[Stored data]
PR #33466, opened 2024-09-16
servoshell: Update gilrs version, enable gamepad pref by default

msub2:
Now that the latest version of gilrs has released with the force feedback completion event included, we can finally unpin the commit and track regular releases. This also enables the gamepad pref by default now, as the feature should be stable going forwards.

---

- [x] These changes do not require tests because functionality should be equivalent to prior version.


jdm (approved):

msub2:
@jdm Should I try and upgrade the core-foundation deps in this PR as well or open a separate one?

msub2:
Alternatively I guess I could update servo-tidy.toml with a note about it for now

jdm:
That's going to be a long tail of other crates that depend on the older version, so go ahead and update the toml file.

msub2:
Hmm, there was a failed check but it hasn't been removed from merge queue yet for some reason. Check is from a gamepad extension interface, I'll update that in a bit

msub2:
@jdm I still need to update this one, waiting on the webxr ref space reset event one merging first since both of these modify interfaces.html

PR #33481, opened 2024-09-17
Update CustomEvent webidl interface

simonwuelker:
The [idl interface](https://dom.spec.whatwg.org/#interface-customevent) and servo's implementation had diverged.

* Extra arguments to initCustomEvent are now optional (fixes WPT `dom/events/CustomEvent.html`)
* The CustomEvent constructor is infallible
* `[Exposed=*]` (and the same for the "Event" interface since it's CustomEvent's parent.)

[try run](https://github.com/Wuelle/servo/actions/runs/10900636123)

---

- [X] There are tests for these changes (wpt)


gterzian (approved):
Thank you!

- DIRECTIONS -
Could you give the data again, word for word?

- EXERCISE RESPONSE -
PR #33466, opened 2024-09-16
servoshell: Update gilrs version, enable gamepad pref by default

msub2:
Now that the latest version of gilrs has released with the force feedback completion event included, we can finally unpin the commit and track regular releases. This also enables the gamepad pref by default now, as the feature should be stable going forwards.

---

- [x] These changes do not require tests because functionality should be equivalent to prior version.


jdm (approved):

msub2:
@jdm Should I try and upgrade the core-foundation deps in this PR as well or open a separate one?

msub2:
Alternatively I guess I could update servo-tidy.toml with a note about it for now

jdm:
That's going to be a long tail of other crates that depend on the older version, so go ahead and update the toml file.

msub2:
Hmm, there was a failed check but it hasn't been removed from merge queue yet for some reason. Check is from a gamepad extension interface, I'll update that in a bit

msub2:
@jdm I still need to update this one, waiting on the webxr ref space reset event one merging first since both of these modify interfaces.html

PR #33481, opened 2024-09-17
Update CustomEvent webidl interface

simonwuelker:
The [idl interface](https://dom.spec.whatwg.org/#interface-customevent) and servo's implementation had diverged.

* Extra arguments to initCustomEvent are now optional (fixes WPT `dom/events/CustomEvent.html`)
* The CustomEvent constructor is infallible
* `[Exposed=*]` (and the same for the "Event" interface since it's CustomEvent's parent.)

[try run](https://github.com/Wuelle/servo/actions/runs/10900636123)

---

- [X] There are tests for these changes (wpt)


gterzian (approved):
Thank you!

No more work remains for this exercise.